Потихоньку сдающиеся неизбежности, смиряющиеся с шутницей-судьбой, устыженные подчиненные вразнобой замотали головами, кто русой, кто каштановой, кто рыжеватой или черно-вихрой, Миша — лысой как коленка. Сыновья альфы, троица альфят-бедокуров, с неделю назад поймали в школе вшей, и отец побрил и их, и себя за компанию. Зато папе семейства не нужно маяться, вычесывать патлы от гнид — нет волос, нет и проблемы.
— Тогда чего стоите истуканами, рты раззявили? — сообразивший — победил, Глеб Николаич воспрянул духом, подпустил в тон начальственной строгости. — Белые боксеры и белые носки на вас, как условились с утра?
Пограничники закивали тупеющими болванчиками, выпучились, ловя еще не рожденную команду.
— Зайцы, к торжественному сватовству командира, го-о-отовсь!
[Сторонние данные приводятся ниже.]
PR #8435, opened 2026-07-15
fix(mcp): guard against duplicate serve() on streamable-http MCP servers

### LINKED ISSUE #8411: Bug: Streamable HTTP MCP client sends duplicate initialize request, causing 400 Bad Request and connection drop on remote servers
## Description

When connecting to a remote MCP server using the streamable-http (or type: "http") transport, Jan's MCP client sends the initialize JSON-RPC request twice in immediate succession, with identical parameters and the same request id. The first initialize call succeeds and receives a valid response from the server, but the duplicate second call is rejected by the server with 400 Bad Request, causing the overall connection to fail.

This appears to be a bug in Jan's Streamable HTTP client (built on the rmcp Rust crate), not an issue with the remote server, since the same endpoint connects successfully from other MCP clients (verified via direct curl testing and the hosting provider's own reference client examples).

## Environment

- Jan version: 0.8.3
- OS: Windows 11
- MCP server tested: ihor-sokoliuk/mcp-searxng v1.1.1, hosted remotely via Glama's MCP hosting/gateway (https://glama.ai/endpoints/<id>/mcp)
- Transport: Streamable HTTP with Authorization: Bearer <token> header

## MCP Server Configuration Used

{
  "searxng-http": {
    "active": true,
    "args": [],
    "command": "",
    "env": {},
    "type": "http",
    "url": "https://glama.ai/endpoints/<id>/mcp",
    "headers": {
      "Authorization": "Bearer <token>"
    }
  }
}

## Error Reported by Jan

Failed to connect to server: Send message error Transport [rmcp::transport::worker::WorkerTransport<rmcp::transport::streamable_http_client::StreamableHttpClientWorker<reqwest::async_impl::client::Client>>] error: Client error: HTTP status client error (400 Bad Request) for url (https://glama.ai/endpoints/<id>/mcp), when send initialize request

## Secondary Symptom: Brief "Connected" State Followed by Immediate Disconnect

In addition to the outright 400 error above, on some attempts the server briefly shows as connected in Jan's UI (green connection indicator lights up), but then a few seconds later the indicator disappears and the server becomes unusable, without any further action from the user. Once this happens, the connection does not recover on its own and the server has to be manually restarted/re-enabled to attempt reconnecting.

This is very likely the same underlying bug manifesting differently: the first initialize call succeeds (which is presumably why the UI briefly shows "connected"), but the duplicate second initialize call sent immediately afterward gets rejected by the server, which likely causes Jan to tear down the session or mark the connection as failed shortly after — even though the connection had, for a moment, actually been established correctly.

## Evidence from Server-Side Request Logs

The hosting provider (Glama) logs raw JSON-RPC traffic hitting the endpoint. Inspecting these logs during a failed connection attempt from Jan shows the following sequence:

1st request received (initialize):
{
  "id": 0,
  "method": "initialize",
  "params": {
    "clientInfo": {
      "name": "Jan Streamable Client",
      "version": "0.0.1"
    },
    "capabilities": {},
    "protocolVersion": "2025-03-26"
  },
  "jsonrpc": "2.0"
}

Server's response to the 1st request (successful):
{
  "id": 0,
  "result": {
    "serverInfo": {
      "name": "ihor-sokoliuk/mcp-searxng",
      "version": "1.1.1"
    },
    "capabilities": {
      "tools": {},
      "logging": {},
      "resources": {}
    },
    "protocolVersion": "2025-03-26"
  },
  "jsonrpc": "2.0"
}

3rd request received — an exact duplicate of the 1st, sent immediately after:
{
  "id": 0,
  "method": "initialize",
  "params": {
    "clientInfo": {
      "name": "Jan Streamable Client",
      "version": "0.0.1"
    },
    "capabilities": {},
    "protocolVersion": "2025-03-26"
  },
  "jsonrpc": "2.0"
}

This duplicate initialize call, sent with the same id: 0 and identical payload, is rejected by the server with 400 Bad Request since a session had already been established by the first successful call. Jan then surfaces this as a fatal "Failed to connect to server" error, even though the initial handshake actually succeeded. This same duplicate-call behavior is the likely cause of the brief "connected then disconnected" UI state described above as well.

## Steps to Reproduce

1. Set up (or use) a remote MCP server that speaks Streamable HTTP and requires an Authorization: Bearer <token> header.
2. In Jan, add a new MCP server via JSON config using "type": "http", a valid url, and a headers object containing a valid bearer token.
3. Enable/start the server in Jan.
4. Observe one of two failure modes:
   a) An immediate "Failed to connect to server... 400 Bad Request... when send initialize request" error, OR
   b) The connection indicator briefly turns green ("connected"), then a few seconds later disappears on its own, leaving the server unusable and unable to reconnect without manual intervention.
5. (Optional, to confirm root cause) Inspect server-side request logs, if your hosting provider exposes them, and observe that Jan sends the initialize request twice with an identical payload and id, and that only the second, duplicate call is rejected.

## Expected Behavior

Jan's Streamable HTTP client should send the initialize request exactly once per connection attempt, correctly capture the resulting session (e.g., via the Mcp-Session-Id response header if present), and proceed directly to sending notifications/initialized followed by normal MCP calls (tools/list, etc.), without re-sending initialize a second time. The connection should remain stable and usable once established, rather than dropping shortly after appearing to succeed.

## Actual Behavior

Jan sends initialize twice with identical parameters and the same JSON-RPC id. The first call succeeds; the second is rejected by the server as invalid/malformed for an already-initialized session. Depending on timing, this either causes Jan to report the connection attempt as failed outright with a 400 error, or causes the connection to briefly appear successful in the UI before dropping a few seconds later and becoming unusable — despite the underlying handshake having actually succeeded on the first attempt in both cases.

## Additional Notes

- This is not a server-side or configuration issue: the same endpoint, token, and header format connect successfully using other MCP clients and using manual curl testing following the MCP Streamable HTTP spec.
- This suggests a bug in the retry/connection-establishment logic of Jan's rmcp-based Streamable HTTP transport worker, possibly related to how it detects a successful initialize response or how/whether it reads and stores the session identifier before deciding whether to retry.

thinhlpg:
## Problem

Fixes #8411

Remote streamable-HTTP MCP servers (`type: "http"`) intermittently fail to connect with:

```
Failed to connect to server: ... 400 Bad Request ... when send initialize request
```

or connect (UI turns green) then drop a few seconds later. Server-side logs show Jan sending the `initialize` JSON-RPC request **twice** with the same request id `0`; the first succeeds, the second is rejected as a duplicate on an already-initialized session.

## Root cause

`start_mcp_server` had no idempotency guard, so a server could be `serve()`'d twice. rmcp's `serve()` creates a fresh client that sends `initialize` exactly once (request id starts at 0 per client) — so **two `initialize` with id 0 means two `serve()` calls**, not an rmcp retry.

Two starts happen in practice because `restart_active_mcp_servers` (helpers.rs) restarts every active server **without clearing it from the running map first**, and several frontend flows fire `activate` **and** a restart-all for one action (e.g. renaming a server: `activate` + `syncServersAndRestart`). The two `serve()` calls each POST `initialize`; the second gets `400`.

## Fix

Make `start_mcp_server` idempotent (3 files, +32/-2):

- Skip if the server is **already running** (present in the live map).
- Skip if a start is **already in flight** — tracked via a new `mcp_starting: HashSet<String>` on `AppState`; cleared when the attempt finishes (success or failure).

The reconnect path (`schedule_mcp_start_task`) is intentionally left **unguarded** so health-check auto-reconnect can still re-serve.

## Verification

Tested locally against a mock streamable-HTTP server that mimics the remote (first `initialize` → 200 + session id, duplicate → 400), with injected latency to widen the race window:

- **Bug reproduced**: two concurrent `initialize` → `200` + `400 DUPLICATE`.
- **Fix confirmed**: renaming a connected server (the deterministic double-start trigger) now logs `MCP server <name> start already in progress; skipping duplicate start`; the mock receives **exactly one** `initialize`, no `400`, connection stays up.
- **No regression**: fresh connect, auto-reconnect, JSON re-add, and edit+save re-activation all produce a single `initialize` and remain connected.

### DIFF
--- a/src-tauri/src/core/mcp/helpers.rs
+++ b/src-tauri/src/core/mcp/helpers.rs
@@ -336,11 +336,11 @@ pub async fn start_mcp_server<R: Runtime>(
     // 400, tearing down the connection (issue #8411). This can happen when boot
     // startup and a frontend activation fire for the same server.
     if servers_state.lock().await.contains_key(&name) {
-        log::info!("MCP server {name} already running; skipping duplicate start");
+        log::debug!("MCP server {name} already running; skipping duplicate start");
         return Ok(());
     }
     if !app_state.mcp_starting.lock().await.insert(name.clone()) {
-        log::info!("MCP server {name} start already in progress; skipping duplicate start");
+        log::debug!("MCP server {name} start already in progress; skipping duplicate start");
         return Ok(());
     }
 
--- a/src-tauri/src/core/mcp/helpers.rs
+++ b/src-tauri/src/core/mcp/helpers.rs
@@ -330,6 +330,20 @@ pub async fn start_mcp_server<R: Runtime>(
     let app_state = app.state::<AppState>();
     let active_servers_state = app_state.mcp_active_servers.clone();
 
+    // Idempotency guard: never serve() the same server twice. Two serve() calls
+    // spin up two independent clients that each send an `initialize` (both with
+    // request id 0); the second is rejected by streamable-http servers with a
+    // 400, tearing down the connection (issue #8411). This can happen when boot
+    // startup and a frontend activation fire for the same server.
+    if servers_state.lock().await.contains_key(&name) {
+        log::info!("MCP server {name} already running; skipping duplicate start");
+        return Ok(());
+    }
+    if !app_state.mcp_starting.lock().await.insert(name.clone()) {
+        log::info!("MCP server {name} start already in progress; skipping duplicate start");
+        return Ok(());
+    }
+
     // Store active server config for restart purposes
     store_active_server_config(&active_servers_state, &name, &config).await;
 
@@ -342,6 +356,10 @@ pub async fn start_mcp_server<R: Runtime>(
         config.clone(),
     )
     .await;
+
+    // Start attempt finished (success or failure) — clear the in-flight marker so
+    // future (re)activations aren't blocked.
+    app_state.mcp_starting.lock().await.remove(&name);
 
     match first_start_result {
         Ok(_) => {
--- a/src-tauri/src/core/state.rs
+++ b/src-tauri/src/core/state.rs
@@ -1,4 +1,7 @@
-use std::{collections::HashMap, sync::Arc};
+use std::{
+    collections::{HashMap, HashSet},
+    sync::Arc,
+};
 
 use crate::core::{downloads::models::DownloadManagerState, mcp::models::McpSettings};
 use rmcp::{
@@ -57,6 +60,10 @@ pub struct AppState {
     pub mcp_settings: Arc<Mutex<McpSettings>>,
     pub mcp_shutdown_in_progress: Arc<Mutex<bool>>,
     pub mcp_monitoring_tasks: Arc<Mutex<HashMap<String, tauri::async_runtime::JoinHandle<()>>>>,
+    /// Names of MCP servers whose initial start is currently in flight. Guards
+    /// against a server being `serve()`'d twice (e.g. boot startup racing a
+    /// frontend activation), which sends duplicate `initialize` requests.
+    pub mcp_starting: Arc<Mutex<HashSet<String>>>,
     pub background_cleanup_handle: Arc<Mutex<Option<tokio::task::JoinHandle<()>>>>,
     pub mcp_server_pids: Arc<Mutex<HashMap<String, u32>>>,
     /// Remote provider configurations (e.g., Anthropic, OpenAI, etc.)
@@ -81,6 +88,7 @@ impl Default for AppState {
             mcp_settings: Default::default(),
             mcp_shutdown_in_progress: Default::default(),
             mcp_monitoring_tasks: Default::default(),
+            mcp_starting: Default::default(),
             background_cleanup_handle: Default::default(),
             mcp_server_pids: Default::default(),
             provider_configs: Default::default(),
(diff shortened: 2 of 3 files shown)


src-tauri/src/core/mcp/helpers.rs
```diff
@@ -330,6 +330,20 @@ pub async fn start_mcp_server<R: Runtime>(
     let app_state = app.state::<AppState>();
     let active_servers_state = app_state.mcp_active_servers.clone();
 
+    // Idempotency guard: never serve() the same server twice. Two serve() calls
+    // spin up two independent clients that each send an `initialize` (both with
+    // request id 0); the second is rejected by streamable-http servers with a
+    // 400, tearing down the connection (issue #8411). This can happen when boot
+    // startup and a frontend activation fire for the same server.
+    if servers_state.lock().await.contains_key(&name) {
+        log::info!("MCP server {name} already running; skipping duplicate start");
```
qnixsynapse:
```suggestion
        log::debug!("MCP server {name} already running; skipping duplicate start");
```

src-tauri/src/core/mcp/helpers.rs
```diff
@@ -330,6 +330,20 @@ pub async fn start_mcp_server<R: Runtime>(
...
+        return Ok(());
+    }
+    if !app_state.mcp_starting.lock().await.insert(name.clone()) {
+        log::info!("MCP server {name} start already in progress; skipping duplicate start");
```
qnixsynapse:
```suggestion
        log::debug!("MCP server {name} start already in progress; skipping duplicate start");
```

qnixsynapse (approved):
LGTM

Всем участникам события обещаю защиту от высшего руководства и дополнительные премии на Новый Год!
Слаженное движение десятка тел, и десять форм цвета хаки веерами разлетелись по столовке, повисая отдельными частями на стульях и шлепаясь на столы медными пряжками широких ремней и содержимым карманов. Перед предвкушающе потирающим ладонь о ладонь Глебом Николаичем словно по мановению ока предстало десять вытянувшихся в струнку, одетых лишь в белоснежные трусы и носки альф весьма зрелого возраста. Как на подбор — мохнатые, крепкие, мускулистые воины, никаких отвислых пивных животов. Заглядение.
— Взде-е-еть уши!
Несколько ударов сердца, и столовку заполонили… зайки. Крупные белоухие звери смотрели сурово. Ждали, пока командир возьмет со стола предназначенные жениху дары — набор голубого двуспального постельного белья, роскошно цветущий багрянцем кактус и кольцо в коробочке. Ежились на сквозняке зябкими пупырышками, помаленьку синели, напряженные.
А чего морщитесь-то, люди? Северная граница, середина декабря, сугробы и мороз на улице минус тридцать. Какие края, такие и зайки. Это вы еще тутошних волков не видели, сразу бы обмочились и грохнулись в коллективный обморок. И чего командир не решил свататься в июле, были бы суровыми мохнатыми бабочками?
— Стро-о-ойся! Равнение напра-а-аво! Побежали, ребятушки, хвосты пистолетами! Ни пуха мне, ни пера!
— К черту! — хором откликнулись клацающие зубами зайки.
Вот пусть красавчик фельдшер теперь попробует, откажет Глебу Николаичу. Злы зайки, мерзнут почти голые. Загрызут выпендрючего парня — косточек не останется. Омега обречен на истинную метку, счастливое замужество и выводок детей.